The driver escaped from the bus when Mendoza began to open fire in an angry outburst after seeing his brother, who was helping in the negotiations, dragged away by police.
Seven Chinese hostages survived the assault but suffered various injuries. One woman cried hysterically as she was helped out of the vehicle, whose glass windows were shattered.
Philippine President Benigno Aquino III expressed sorrow over the tragic ending and ordered a probe into the standoff, which began more than 10 hours earlier.
“With the rest of the Filipino people, I wish to offer our deepest condolences to the families of the victims whose lives were lost in the hostage situation,” he said.
“I have directed the fullest cooperation with the Hong Kong authorities on the part of our officials,” he added.
Armed with an M16 assault rifle, Mendoza seized the bus and demanded that authorities reconsider his dismissal from the force in February 2009 due to extortion and harassment.

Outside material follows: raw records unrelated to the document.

PR #659, opened 2023-11-20
.NET 8.0 Support

wizpresso-steve-cy-fan:


buehler:
Hey @wizpresso-steve-cy-fan, Thank you - big time - for the addition!
I really appreciate the refactoring to use c#12. As soon as #670 is merged, I would ask you to use all net frameworks as target frameworks instead of just net 8.0.

Otherwise: thank you :)

PR #686, opened 2023-12-22
fix: Add support for net6.0 and net7.0 in KubeOps.Cli and KubeOps.Generator

PSanetra:
KubeOps.Cli and KubeOps.Generator were still missing support for net6.0 and net7.0


buehler:
Hey @PSanetra 

I don't know if this is actually needed. The CLI is compiled and shared / deployed / however you call it via nuget as a global tool. Therefore, a direct "support" for .net 6 and 7 is not required. The compilation is done in GitHub.

And for the generator: it is netstandard2.0 which is the base of all other frameworks and thus compatible with all other frameworks. Plus, the generator _must_ be netstandard2.0:
image
(source: https://learn.microsoft.com/en-us/dotnet/csharp/roslyn-sdk/source-generators-overview)

PSanetra:
@buehler I think it is necessary as we are currently getting the following error message on `dotnet tool restore` in a CI pipeline where only .NET 7 is available:

```bash
$ dotnet tool restore
/tmp/0c0187cb-6488-4bc0-b0[59]([...]/restore.csproj : error NU1202: Package KubeOps.Cli 8.0.0-pre.38 is not compatible with net7.0 (.NETCoreApp,Version=v7.0) / any. Package KubeOps.Cli 8.0.0-pre.38 supports: net8.0 (.NETCoreApp,Version=v8.0) / any
Package "kubeops.cli" failed to restore, due to Microsoft.DotNet.ToolPackage.ToolPackageException: The tool package could not be restored.
   at Microsoft.DotNet.Tools.Tool.Install.ProjectRestorer.Restore(FilePath project, PackageLocation packageLocation, String verbosity)
   at Microsoft.DotNet.ToolPackage.ToolPackageInstaller.InstallPackageToExternalManagedLocation(PackageLocation packageLocation, PackageId packageId, VersionRange versionRange, String targetFramework, String verbosity)
   at Microsoft.DotNet.Tools.Tool.Restore.ToolRestoreCommand.InstallPackages(ToolManifestPackage package, Nullable`1 configFile)
Restore failed.
```

buehler:
Oh, alright.

Then can you remove the thing in the generator, and only add. Net 6.0 and 7 to the cli?

I guess you'll several errors for stuff that works only in newer versions. It would be nice to have compiler directives for such things.

PSanetra:
@buehler Alright, I have removed the change for KubeOps.Generator

buehler:
fixed by commit.

PR #738, opened 2024-03-19
fix: don't access disposed resources

nachtjasmin:
This PR is ensuring that the host does not stop with an exception. Those exceptions were occuring because the `CancellationTokenSource` inside the hosted services was already disposed when `StopAsync` got called.
The reason for this is that the host invokes `DisposeAsync` **before** `StopAsync`.


buehler:
Thank you @nachtjasmin :-)

Wow, I did not remember these async patterns to be this verbose 😅

PR #758, opened 2024-05-13
Adding guid to generated filename

ewassef:
This will allow the different components to be separated into different projects. This can be helpful in the case where you have the entities in a different project to be published in a nuget package

### DIFF
--- a/src/KubeOps.Generator/Generators/ControllerRegistrationGenerator.cs
+++ b/src/KubeOps.Generator/Generators/ControllerRegistrationGenerator.cs
@@ -79,7 +79,7 @@ internal class ControllerRegistrationGenerator : ISourceGenerator
             .NormalizeWhitespace();
 
         context.AddSource(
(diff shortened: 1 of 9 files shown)


buehler:
As by my comment in https://github.com/buehler/dotnet-operator-sdk/discussions/750, shouldn't the addition to the name be deterministic? like the project identifier or the project guid or something?

ewassef:
this wont actually work.. closing

buehler:
Hey @ewassef 
What did not work? I assume the problem still persists?

ewassef:
Ya the way the extension is called isn't letting me chain them from different files. Also, if the entities are referenced externally,  the source generator doesn't look at the referenced assembly symbols (and even if it did, can't get the class declaration needed for the entities array) so it will always generate empty files. 

It will likely be some deeper thought but the simplistic approach I thought it needed didn't work

Issue #739, opened 2024-03-20
[bug]: No retry is performed when the ResourceWatcher fail to watch a resource


gabrieledemaglie:
### Describe the bug

Hello,

sometimes I see that when the operator starts, it doesn't succeed to watch a resource type at the first try.
In the image an example of the error that sometimes I get and that trigger the bug.

![image](https://github.com/buehler/dotnet-operator-sdk/assets/129305211/3bb6c192-a015-4307-9e2a-abb517936627)

With version 8 everything was ok because there were retries until a watch was successfully established.
With version 9 no retries are performed in case of error: it means that when this situation occurs, the particular resource type is not watched at all (a restart of the operator is necessary).

### To reproduce

Configure an operator that watch for particular resource type.
Restart it multiple times, checking the logs for an error during the resource watch process.
When it happens, try to create/modify a resource of the watched type: the operator will not start the reconcile function.

### Expected behavior

The operator should retry to watch the resource in case of failure during the watch establishment.

nachtjasmin:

He warned authorities of violence if his demand was not met.
There were 25 people inside the bus when it was seized, including 20 Chinese tourists, a travel guide from Hong Kong and four Filipinos.
Six Chinese tourists, including three children, and three Filipinos were subsequently freed unharmed as “gifts” to negotiators, who were optimistic of a peaceful resolution.
Before Mendoza opened fire, a 44-year-old Chinese woman told DZXL radio station that she and her 15-year-old daughter were among the hostages.
“We are okay but we are afraid,” she said. It could not be determined if the mother and daughter were among the fatalities or survivors.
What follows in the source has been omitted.